* What this task involves
Scan the entries that follow and work out how many lines contain "async". Give the number and nothing else.

(Collected data entries)
PR #459, opened 2021-12-08
[HELPS-2404] Fetch polyfill example.

MichaelOliveMcCarrick:
This is an example as to how you can polyfill fetch with the ldk. This may be useful if you use extra libraries that depend on WHATWG's fetch Api.

### DIFF
--- a/ldk/javascript/examples/fetch/package.json
+++ b/ldk/javascript/examples/fetch/package.json
@@ -1,0 +1,32 @@
+{
+  "name": "fetch-polyfill-example",
+  "version": "1.0.0",
+  "description": "",
+  "main": "index.js",
+  "scripts": {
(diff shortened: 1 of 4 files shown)


ldk/javascript/examples/fetch/package.json
```diff
@@ -0,0 +1,32 @@
...
+          {
+            "value": "httpstat.us"
+          }
+        ]
+      },
+      "whisper": {}
+    }
+  },
+  "dependencies": {
+    "@oliveai/ldk": "file:../..",
```
BrettMugglinOlive, line 25: Should this be a specific version? Or should we keep it as the relative path?

BrettMugglinOlive (approved):

PR #460, opened 2021-12-08
updated ocr test

MaggieMaSS:
If we filter out lower conv results, there's no value returned. So I deleted the filter function so that QA can see some results there first. Will figure out what happened there.

### DIFF
--- a/ldk/javascript/examples/self-test-loop/src/tests/screen/index.ts
+++ b/ldk/javascript/examples/self-test-loop/src/tests/screen/index.ts
@@ -1,17 +1,6 @@
 /* eslint-disable no-async-promise-executor */
 import { screen, whisper, window } from '@oliveai/ldk';
 
-export const testOCR = (): Promise<boolean> =>
-  new Promise(async (resolve, reject) => {
-    try {
-      await OcrLoop();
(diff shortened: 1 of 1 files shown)


ldk/javascript/examples/self-test-loop/src/tests/screen/index.ts
```diff
@@ -97,11 +96,10 @@ export async function performOcr() {
...
         console.log('OCR Results: ');
         console.log(JSON.stringify(result));
-
-        console.log(rebuild_image(result));
-        const resFilter = result.filter((res) => res.conf > 75);
-        const resFilterResult = resFilter.map((res) => `${res.text}`);
-        writeWhisper(`result`, `${resFilterResult.join(' ')}`);
+        const concatResult = result.map((res) => res.text).join(' ');
+        console.log('concatResult', concatResult);
+        console.log('result: ', rebuildImage(result));
```
MichaelOliveMcCarrick, line 101: As long as this eventually terminates, looks good to me

MichaelOliveMcCarrick (approved):

JosefBud-olive (approved):

PR #463, opened 2021-12-10
Bread crumbs fix for box components updates

alexmatthew-olive:
Breadcrumbs Links onClick handlers were throwing an error when using the whisper instance from the handler to update the current whisper if the components array had a box component. This treats the links array as a "child component" so the recursive call gets called for each link


ldk/javascript/src/whisper/mapper.ts
```diff
@@ -4,6 +4,7 @@ import {
   Component,
   NewWhisper,
   StateMap,
+  Breadcrumbs,
```
MaggieMaSS, line 7: Correct me if I'm wrong, but I think we don't need to import Breadcrumbs, since we can use WhisperComponentType.Breadcrumbs below.  0.0

ldk/javascript/src/whisper/mapper.ts
```diff
@@ -49,8 +50,13 @@ export function mapToInternalChildComponent(
           : undefined,
       } as WhisperService.Box;
     case WhisperComponentType.Breadcrumbs:
+      // eslint-disable-next-line no-case-declarations
+      const { links, ...props } = component as Breadcrumbs;
```
MaggieMaSS, line 54: `const { links, ...props } = component as WhisperComponentType.Breadcrumbs` Maybe this is better? So we don't need to import Breadcrumb. 0.0

ldk/javascript/src/whisper/mapper.ts
alexmatthew-olive: When I tried that I got this error `Conversion of type 'Breadcrumbs' to type 'WhisperComponentType.Breadcrumbs' may be a mistake because neither type sufficiently overlaps with the other. If this was intentional, convert the expression to 'unknown' first` and I was following what Box did on line 37

ldk/javascript/src/whisper/mapper.ts
alexmatthew-olive: Responded on other comment

MaggieMaSS (approved):

ldk/javascript/src/whisper/mapper.ts
MaggieMaSS: I realized that you adjust Breadcrumbs's order a little bit, :) they are  alphabetical ordered

BrettMugglinOlive (approved):

PR #472, opened 2021-12-21
Create screen test with ocr

MaggieMaSS:
Added more selftest using cursor aptitude


ldk/javascript/examples/self-test-loop/src/config/screen-group.ts
```diff
@@ -35,4 +35,10 @@ export const screenTestGroup = (): TestGroup =>
       10000,
       'Please open a new fullscreen window and change the contents (A browser works well for this).',
     ),
+    new LoopTest(
+      'Screem Aptitude - OCRUsingCursor ',
```
MichaelOliveMcCarrick, line 39: Screem -> Screen

ldk/javascript/examples/self-test-loop/src/tests/screen/index.ts
```diff
@@ -109,3 +111,101 @@ export async function performOcr() {
       });
   });
 }
+
+console.log(`Starting app`);
```
MichaelOliveMcCarrick, line 115: Random console log

ldk/javascript/examples/self-test-loop/src/tests/screen/index.ts
```diff
@@ -109,3 +111,101 @@ export async function performOcr() {
...
+        }
+
+        i += 1;
+
+        if (i >= 2) {
+          cursorPositionStream.cancel();
+        }
+      }
+    })
+    .then((cancellable: Cancellable) => {
```
MichaelOliveMcCarrick, line 148: Since we're already doing async/await, can we await for the cancellable instead of promise chaining?

ldk/javascript/examples/self-test-loop/src/tests/screen/index.ts
```diff
@@ -109,3 +111,101 @@ export async function performOcr() {
...
+async function testOCRUsingCursor() {
+  let i = 0;
+  let cursorPositionStream: Cancellable;
+  let topParam: number;
+  let leftParam: number;
+  let topParam1: number;
+  let leftParam1: number;
+  await sleep(1000);
+  cursor
+    .listenPosition((response) => {
```
MichaelOliveMcCarrick, line 126: Looks like listenPosition simply polls the cursor position every .5 seconds, that seems like it might be difficult to setup a box around specific text.

ldk/javascript/examples/self-test-loop/src/tests/screen/index.ts
```diff
@@ -109,3 +111,101 @@ export async function performOcr() {
...
+    top: topParam,
+    left: leftParam,
+    width: parseInt(width, 10),
+    height: parseInt(height, 10),
+  };
+  console.log('got OCR coordinates:');
+  console.log(ocrCoordinates.top, ocrCoordinates.left, ocrCoordinates.width, ocrCoordinates.height);
+  console.log('performing ocr with coordinates...');
+
+  screen
```
MichaelOliveMcCarrick, line 165: Same as comment above about async/await

ldk/javascript/examples/self-test-loop/src/tests/screen/index.ts
```diff
@@ -109,3 +111,97 @@ export async function performOcr() {
...
+        console.debug(` topParam - Y - ${topParam1}`);
+      }
+      if (i === 1) {
+        topParam1 = response.y;
+        leftParam1 = response.x;
+        console.debug(`leftParam1 - X - ${leftParam1}`);
+        console.debug(` topParam1 - Y - ${topParam1}`);
+      }
+
+      i += 1;
```
MichaelOliveMcCarrick, line 137: This is really my only issue with the PR, listenPosition has a .5 second polling time. I'd rather do something like have the user hit spacebar to capture the cursor position, then hit spacebar again to capture the second point instead of polling twice on the listener.

MaggieMaSS: @MichaelOliveMcCarrick  Sry for the late reply, yeah, I think that's a better way to initiate the process!

JosefBud-olive:
Looks like the package-lock was massively changed in this PR, can you undo the changes to that? You may need to use node v16, it looks like you may be on an earlier version and it's changing the file.

PR #474, opened 2021-12-29
HELPS-2776 onClose is not called for react whispers

### LINKED ISSUE #473: onClose is not called for react whispers
LDK: Version 3.9.0

The onClose handler is not being called for react whispers. Here is a very simple test that I set up:

```
    await ReactWhisper.renderNewWhisper(
      <oh-whisper label="test" onClose={() => console.log('closing whisper')}>
        <oh-markdown body="test" />
      </oh-whisper>,
    );
```

When I close the whisper, here is the output in logs:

* Task answer
11